**Work to be completed:** Beneath this task are records; tally the lines in them that contain "simple" and report only the number.

**Saved entries:**
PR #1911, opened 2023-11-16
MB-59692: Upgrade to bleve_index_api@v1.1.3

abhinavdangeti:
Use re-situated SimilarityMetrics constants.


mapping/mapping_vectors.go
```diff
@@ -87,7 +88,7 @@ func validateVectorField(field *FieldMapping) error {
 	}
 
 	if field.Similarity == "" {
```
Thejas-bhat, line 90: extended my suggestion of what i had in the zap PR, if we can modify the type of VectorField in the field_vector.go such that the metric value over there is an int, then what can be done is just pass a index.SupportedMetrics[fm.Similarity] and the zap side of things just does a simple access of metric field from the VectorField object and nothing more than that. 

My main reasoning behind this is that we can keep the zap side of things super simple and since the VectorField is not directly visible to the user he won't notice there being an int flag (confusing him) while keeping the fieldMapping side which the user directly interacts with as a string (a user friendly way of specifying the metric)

**Answer area:** 2